## WHAT YOU WILL DO
Output every record again so that it matches the original word for word.

## EXTRACTED ENTRIES
Issue #13246, opened 2024-01-03
Remove support for rustc plugins


bjorn3:
### Problem

Cargo still supports building and depending on rustc plugins despite this having been removed from rustc a while ago.

### Proposed Solution

Remove support for building rustc plugins.

### Notes

Support was removed in https://github.com/rust-lang/rust/pull/116412

ehuss:
I think it would be good, but I think we need to be a little cautious since I believe there are people abusing (or misunderstanding) the plugin setting to force building a dylib. We may need to do a deprecation notice for a little while.

bjorn3:
Opened https://github.com/rust-lang/cargo/pull/13248 for a deprecation warning.

PR #13248, opened 2024-01-04
Deprecate rustc plugin support in cargo

bjorn3:

Support for rustc plugins has been removed entirely from rustc itself already. Deprecate support on the cargo side to allow removing support from cargo in the future.

### Additional information

Part of https://github.com/rust-lang/cargo/issues/13246


weihanglo (approved):
Thanks!

PR #13253, opened 2024-01-05
Use atomic instead of mutex in `du` function

BD103:

This optimizes the disk usage (`du()`) function in cargo-util to use an atomic to track the total size instead of a mutex.

The `du` function recursively checks the amount of bytes a folder. It uses a parallel iterator to read the size of multiple files at once. The variable `total` is a `u64` that tracks this size. It was a mutex to prevent data races in the parallel iterator and make sure that the total size is accurately counted.

Because `total` is a simple number and is only being incremented in parallel, it can be turned into an [`AtomicU64`](https://doc.rust-lang.org/std/sync/atomic/struct.AtomicU64.html). Atomics take up less bytes than mutexes. It also uses builtin CPU instructions to instrument locking, instead of using a manual mutex. This means it is generally faster, but results can vary.

Atomics require an [`Ordering`](https://doc.rust-lang.org/std/sync/atomic/enum.Ordering.html) to specify synchronization. After reading [Rust Atomics and Locks](https://marabos.nl/atomics/memory-ordering.html), I chose `Ordering::Relaxed`. The code only needs to synchronize one atomic. By the time the `walker.run` returns, all the threads will be closed and the atomic's value will be final. **If someone sees an issue with using `Relaxed` ordering, please say so now. The general goal is avoid data races. :)**

Data races are tricky to reproduce, which is why I would like the logic behind my change to be verified. Additionally, I noticed that `du` was being used in multiple other tests, like the global cache tracker, so I ran those as well.

I couldn't find any specific test that just tested `du`. I'd be willing to write one if it would be useful.

### Additional information

Most of my knowledge about atomics and parallelism come from [Rust Atomics and Locks](https://marabos.nl/atomics/). If recommend reading it if you want learn more about atomics and memory ordering.

### DIFF
--- a/crates/cargo-util/src/du.rs
+++ b/crates/cargo-util/src/du.rs
@@ -4,6 +4,7 @@ use anyhow::{Context, Result};
 use ignore::overrides::OverrideBuilder;
 use ignore::{WalkBuilder, WalkState};
 use std::path::Path;
+use std::sync::atomic::{AtomicU64, Ordering};
 use std::sync::{Arc, Mutex};
 
 /// Determines the disk usage of all files in the given directory.
@@ -39,7 +40,7 @@ fn du_inner(path: &Path, patterns: &[&str]) -> Result<u64> {
         .git_ignore(false)
         .git_exclude(false);
     let walker = builder.build_parallel();
-    let total = Arc::new(Mutex::new(0u64));
+    let total = AtomicU64::new(0);
     // A slot used to indicate there was an error while walking.
     //
     // It is possible that more than one error happens (such as in different
@@ -51,8 +52,8 @@ fn du_inner(path: &Path, patterns: &[&str]) -> Result<u64> {
                 Ok(entry) => match entry.metadata() {
                     Ok(meta) => {
                         if meta.is_file() {
-                            let mut lock = total.lock().unwrap();
-                            *lock += meta.len();
+                            // Note that fetch_add may wrap the u64.
+                            total.fetch_add(meta.len(), Ordering::Relaxed);
                         }
                     }
                     Err(e) => {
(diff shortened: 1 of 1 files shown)


weihanglo (commented):
This was an intentional change from `Atomic64` for compatiblity reason. See <https://github.com/rust-lang/cargo/pull/12981> and <https://github.com/rust-lang/rust/pull/117916#issuecomment-1812635848>.

BD103:
My apologies, I did not realize it was originally an atomic. Would you like me to make the atomic conditional as mentioned in the related comment?

weihanglo:
> Would you like me to make the atomic conditional as mentioned in the related comment?

If the shim doesn't bring too much code and is easy to understand, it could work I guess :)

crates/cargo-util/src/du.rs
```diff
@@ -74,5 +94,9 @@ fn du_inner(path: &Path, patterns: &[&str]) -> Result<u64> {
         return Err(e);
     }
 
-    Ok(total.load(Ordering::Relaxed))
+    #[cfg(target_has_atomic = "64")]
+    return Ok(total.load(Ordering::Relaxed));
```
BD103, line 98: I needed to use a return here so it would compile. Rust doesn't know that the two `cfg` blocks are mutually exclusive.

ehuss:
Thanks for the PR!  However, I'm having trouble understanding why we would make this change. It appears to be quite a lot more code from before, which adds maintenance burden and complexity. In my performance testing, I was not able to determine a noticeable difference. Are there some benchmarks that indicate that this is an issue?

BD103:
> Thanks for the PR! However, I'm having trouble understanding why we would make this change. It appears to be quite a lot more code from before, which adds maintenance burden and complexity. In my performance testing, I was not able to determine a noticeable difference. Are there some benchmarks that indicate that this is an issue?

No, I just happened to be browsing the codebase and noticed that the `Arc<Mutex<u64>>` could be replaced with an atomic. I don't have any real-world numbers to justify this change. I was so excited to find some way I could contribute back to Cargo that I didn't try looking further into why the code used a mutex, nor how much it affected performance.

I'm going to close this, since the additional code complexity does not deem the small performance gain. I apologize for wasting your time.

Issue #4122, opened 2017-06-05
Enable strip in release mode by default


SuperCuber:
I'd expect `build --release` to apply all optimisations, and one of them would be file size.

I tried two programs, a trivial "hello rust" and a trivial "hello panic". Both of their sizes were 3.8M which is pretty crazy for something that is supposed to be optimised... So I tried `strip --strip-all`ing the executables.

Hello rust went to 372K
Hello panic went to 364K

That's a pretty huge change... The only difference in functionality I found is that `RUST_BACKTRACE=1` shows a lot of `<unknown>`s on `strip`ed files which is to be expected, but I think that's not a real issue because the whole point of `--release` is that it's not supposed to be debugged, there is the normal `build` for that...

## OUTPUT FOR THIS EXERCISE
Issue #13246, opened 2024-01-03
Remove support for rustc plugins


bjorn3:
### Problem

Cargo still supports building and depending on rustc plugins despite this having been removed from rustc a while ago.

### Proposed Solution

Remove support for building rustc plugins.

### Notes

Support was removed in https://github.com/rust-lang/rust/pull/116412

ehuss:
I think it would be good, but I think we need to be a little cautious since I believe there are people abusing (or misunderstanding) the plugin setting to force building a dylib. We may need to do a deprecation notice for a little while.

bjorn3:
Opened https://github.com/rust-lang/cargo/pull/13248 for a deprecation warning.

PR #13248, opened 2024-01-04
Deprecate rustc plugin support in cargo

bjorn3:

Support for rustc plugins has been removed entirely from rustc itself already. Deprecate support on the cargo side to allow removing support from cargo in the future.

### Additional information

Part of https://github.com/rust-lang/cargo/issues/13246


weihanglo (approved):
Thanks!

PR #13253, opened 2024-01-05
Use atomic instead of mutex in `du` function

BD103:

This optimizes the disk usage (`du()`) function in cargo-util to use an atomic to track the total size instead of a mutex.

The `du` function recursively checks the amount of bytes a folder. It uses a parallel iterator to read the size of multiple files at once. The variable `total` is a `u64` that tracks this size. It was a mutex to prevent data races in the parallel iterator and make sure that the total size is accurately counted.

Because `total` is a simple number and is only being incremented in parallel, it can be turned into an [`AtomicU64`](https://doc.rust-lang.org/std/sync/atomic/struct.AtomicU64.html). Atomics take up less bytes than mutexes. It also uses builtin CPU instructions to instrument locking, instead of using a manual mutex. This means it is generally faster, but results can vary.

Atomics require an [`Ordering`](https://doc.rust-lang.org/std/sync/atomic/enum.Ordering.html) to specify synchronization. After reading [Rust Atomics and Locks](https://marabos.nl/atomics/memory-ordering.html), I chose `Ordering::Relaxed`. The code only needs to synchronize one atomic. By the time the `walker.run` returns, all the threads will be closed and the atomic's value will be final. **If someone sees an issue with using `Relaxed` ordering, please say so now. The general goal is avoid data races. :)**

Data races are tricky to reproduce, which is why I would like the logic behind my change to be verified. Additionally, I noticed that `du` was being used in multiple other tests, like the global cache tracker, so I ran those as well.

I couldn't find any specific test that just tested `du`. I'd be willing to write one if it would be useful.

### Additional information

Most of my knowledge about atomics and parallelism come from [Rust Atomics and Locks](https://marabos.nl/atomics/). If recommend reading it if you want learn more about atomics and memory ordering.

### DIFF
--- a/crates/cargo-util/src/du.rs
+++ b/crates/cargo-util/src/du.rs
@@ -4,6 +4,7 @@ use anyhow::{Context, Result};
 use ignore::overrides::OverrideBuilder;
 use ignore::{WalkBuilder, WalkState};
 use std::path::Path;
+use std::sync::atomic::{AtomicU64, Ordering};
 use std::sync::{Arc, Mutex};
 
 /// Determines the disk usage of all files in the given directory.
@@ -39,7 +40,7 @@ fn du_inner(path: &Path, patterns: &[&str]) -> Result<u64> {
         .git_ignore(false)
         .git_exclude(false);
     let walker = builder.build_parallel();
-    let total = Arc::new(Mutex::new(0u64));
+    let total = AtomicU64::new(0);
     // A slot used to indicate there was an error while walking.
     //
     // It is possible that more than one error happens (such as in different
@@ -51,8 +52,8 @@ fn du_inner(path: &Path, patterns: &[&str]) -> Result<u64> {
                 Ok(entry) => match entry.metadata() {
                     Ok(meta) => {
                         if meta.is_file() {
-                            let mut lock = total.lock().unwrap();
-                            *lock += meta.len();
+                            // Note that fetch_add may wrap the u64.
+                            total.fetch_add(meta.len(), Ordering::Relaxed);
                         }
                     }
                     Err(e) => {
(diff shortened: 1 of 1 files shown)


weihanglo (commented):
This was an intentional change from `Atomic64` for compatiblity reason. See <https://github.com/rust-lang/cargo/pull/12981> and <https://github.com/rust-lang/rust/pull/117916#issuecomment-1812635848>.

BD103:
My apologies, I did not realize it was originally an atomic. Would you like me to make the atomic conditional as mentioned in the related comment?

weihanglo:
> Would you like me to make the atomic conditional as mentioned in the related comment?

If the shim doesn't bring too much code and is easy to understand, it could work I guess :)

crates/cargo-util/src/du.rs
```diff
@@ -74,5 +94,9 @@ fn du_inner(path: &Path, patterns: &[&str]) -> Result<u64> {
         return Err(e);
     }
 
-    Ok(total.load(Ordering::Relaxed))
+    #[cfg(target_has_atomic = "64")]
+    return Ok(total.load(Ordering::Relaxed));
```
BD103, line 98: I needed to use a return here so it would compile. Rust doesn't know that the two `cfg` blocks are mutually exclusive.

ehuss:
Thanks for the PR!  However, I'm having trouble understanding why we would make this change. It appears to be quite a lot more code from before, which adds maintenance burden and complexity. In my performance testing, I was not able to determine a noticeable difference. Are there some benchmarks that indicate that this is an issue?

BD103:
> Thanks for the PR! However, I'm having trouble understanding why we would make this change. It appears to be quite a lot more code from before, which adds maintenance burden and complexity. In my performance testing, I was not able to determine a noticeable difference. Are there some benchmarks that indicate that this is an issue?

No, I just happened to be browsing the codebase and noticed that the `Arc<Mutex<u64>>` could be replaced with an atomic. I don't have any real-world numbers to justify this change. I was so excited to find some way I could contribute back to Cargo that I didn't try looking further into why the code used a mutex, nor how much it affected performance.

I'm going to close this, since the additional code complexity does not deem the small performance gain. I apologize for wasting your time.

Issue #4122, opened 2017-06-05
Enable strip in release mode by default


SuperCuber:
I'd expect `build --release` to apply all optimisations, and one of them would be file size.

I tried two programs, a trivial "hello rust" and a trivial "hello panic". Both of their sizes were 3.8M which is pretty crazy for something that is supposed to be optimised... So I tried `strip --strip-all`ing the executables.

Hello rust went to 372K
Hello panic went to 364K

That's a pretty huge change... The only difference in functionality I found is that `RUST_BACKTRACE=1` shows a lot of `<unknown>`s on `strip`ed files which is to be expected, but I think that's not a real issue because the whole point of `--release` is that it's not supposed to be debugged, there is the normal `build` for that...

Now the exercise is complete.